Yeah... I agree, that second season of them running was somewhat boring to me. 

I'm not sure what to make of Bellick all limping around in his underwear looking like he's on his last leg. Something tells me he'll kill the kingpin and take charge before it's over. 

Then I thought it was really funny that Mahone got chunked in there too. Oops... he don't have his drugs. heehee 

Yep... the setup looks good, and man is that a nasty place or what. Not that I would want to spend even a minute in prison, but that place would make you appreciate one of our prisons.


----------



## JCD (Apr 20, 2006)

I've been watching since it began.. it has it's ups and downs, but overall, I've enjoyed the series. There are several "Whatever"s with EXTREME instances of suspension of disbelief, but like I said, it's been good so far.

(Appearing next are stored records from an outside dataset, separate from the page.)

PR #49794, opened 2018-09-26
Fix possible issue with test_groupadd

twangboy:
### What does this PR do?
In Windows, the `group.members` function returns a dicts where the `result` key returns true if successful. On Linux it just returns True or False. The way the test was written the check would always be True even on failure because an empty Dict results in True if you're just checking with `assertTrue`.

This checks the value in `result` on Windows

### Tests written?
Yes

### Commits signed with GPG?
Yes

### DIFF
--- a/tests/integration/modules/test_groupadd.py
+++ b/tests/integration/modules/test_groupadd.py
@@ -160,7 +160,8 @@ class GroupModuleTest(ModuleCase):
         self.run_function('user.add', [self._user])
         self.run_function('user.add', [self._user1])
         m = '{0},{1}'.format(self._user, self._user1)
-        self.assertTrue(self.run_function('group.members', [self._group, m]))
+        self.assertTrue(
+            self.run_function('group.members', [self._group, m])['result'])
         group_info = self.run_function('group.info', [self._group])
         self.assertIn(self._user, str(group_info['members']))
         self.assertIn(self._user1, str(group_info['members']))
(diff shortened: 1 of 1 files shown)


dwoz (approved):

rallytime (approved):

cachedout:
Why did these two platforms diverge in the first place? Would it make sense to just bring them in line with each other?

damon-atkins:
@cachedout agree they should be the same.   The state expects a true or false from all platforms, not a data structure.

Normal state outputs `comments`, `changes`, general modules do not.

damon-atkins:
`if __salt__['group.add'](name, gid=gid, system=system):`

However the above seems wrong.   The group.add or group.* on all platforms should raise a `CommandExecutionError('some error message') ` and the group state should trap it.

What should the standard be?  i.e. more like pkg state?  Windows `group.add` is sort of following.

twangboy:
Now returns bool instead of dict

rallytime:
@twangboy and @dwoz Is that change in structure something we want to do in a dot release? I think that might be better for a feature release. Thoughts?

cachedout:
I agree with @rallytime . I think we should consider a change in the structure in a major release but not change it here.

twangboy:
I reverted back to just the original test fix I did. I created another PR against the Fluorine branch with the fixes I had before. https://github.com/saltstack/salt/pull/50086

PR #49803, opened 2018-09-27
parted: fix _validate_partition_boundary

aplanas:
The current partition boundary validator checks that one of the
valid units is a suffix of the boundary, and if so consider it
a valid one. This validation have two problems:

* We can miss the numerical part of the boundary

  e.g: 's' or 'MB' will be valid units

* The unit provided can be invalid

  e.g: '10as', '1okB'

The current validator make sure that there is a valid number
and a valid unit in the boundary.


aplanas:
Is there anything here that I can do to understand the change?

rallytime:
Just waiting on a review from @garethgreenaway on this one, as well as some tests that didn't run completely. I've restarted them.

garethgreenaway (approved):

I have not seen the season premiere this year (it's still on my DVR) so I can't comment on it yet, but I have a bad feeling this is going to turn out to be the final year. Just a hunch and has nothing to do with how good or bad the last episode was.

JCD


----------



## Sonnie (Apr 11, 2006)

I ended up watching this all the way through and I must say the ending was shocking surprise that put chill bumps all over me. I just could not believe how it ended. I sat with my jaw dropped for a good 30 seconds... or so my wife says.

So... for those that did see the end (unless I was the lone viewer here)... what do you make of this release announcement:



> *Prison Break: The Final Break* (2009) Wentworth Miller, Sarah Wayne Callies, Dominic Purcell, Amaury Nolasco, Robert Knepper, Jodi Lyn O'Keefe, William Fichtner. Two-hour feature picks up some time after the series finale; this time Michael must rescue Sara from prison. Two-disc set. Extras: Deleted scenes. Also available on Blu-ray Disc. (Fox).

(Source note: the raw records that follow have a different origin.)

PR #49809, opened 2018-09-27
Add additional asserts to help investigate test_win_pkg failure

Ch3LL:
### What does this PR do?
Currently the `test_win_pkg` module integration tests is failing sometimes on windows. I cannot replicate this failure so I'm adding additional asserts and running the `refresh_db` one more time if it does initially fail.

### DIFF
--- a/salt/modules/win_pkg.py
+++ b/salt/modules/win_pkg.py
@@ -693,12 +693,13 @@ def refresh_db(**kwargs):
 
     # Cache repo-ng locally
     log.info('Fetching *.sls files from {0}'.format(repo_details.winrepo_source_dir))
-    __salt__['cp.cache_dir'](
+    ret = __salt__['cp.cache_dir'](
         path=repo_details.winrepo_source_dir,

Has this aired... has anyone seen it? 

What strikes me as strange is the part where it says: _picks up some time after the series finale; this time Michael must rescue Sara from prison._

If the finale was really as it was, then this is impossible. :blink:


----------



## JCD (Apr 20, 2006)

OK, if you haven't watched the show yet and will watch the show at some later date, don't look behind the "curtain" below..




*Spoiler* 



First, I'm disappointed with the end ending. I know we can't always have a "happy ending", but that was a total downer. Almost mean in some respects. I could tell where they were going when he got his nosebleed on the beach -- I think my thought line was something "oh, you wouldn't do that would you.."

Also, the T-bag situation was similarly disappointing. How he becomes the yard bully AGAIN with only one hand, I'm not going to get. I've said it before, you really have to turn up the suspension of disbelief knob with this show, but that one was tough for me to absorb. I think it would have been more appropriate if HE was holding the pocket instead of the other way around.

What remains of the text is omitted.